══ Records for processing ══
PR #303, opened 2024-01-20
react1-week2/rumana

rumana-aafrin:


7_react/react1/week2/src/App.js
```diff
@@ -0,0 +1,90 @@
...
+  {
+    id: 3,
+    description: "Eat Breakfast",
+    deadline: "Fri Sep 15 2017"
+  }
+];
+
+const MyLists = ({ items, check, handleCheck, deleteItem }) => (
+  <>
+    {items.map((props) => {
```
ddobby94, line 24: nit-pick:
═══
#### [Task to carry out]
Copy exactly the lines from the one containing "react1-week2/rumana" through the last line of the records, both included, and nothing else.

#### [Response area]
react1-week2/rumana

rumana-aafrin:


7_react/react1/week2/src/App.js
```diff
@@ -0,0 +1,90 @@
...
+  {
+    id: 3,
+    description: "Eat Breakfast",
+    deadline: "Fri Sep 15 2017"
+  }
+];
+
+const MyLists = ({ items, check, handleCheck, deleteItem }) => (
+  <>
+    {items.map((props) => {
```
ddobby94, line 24: nit-pick:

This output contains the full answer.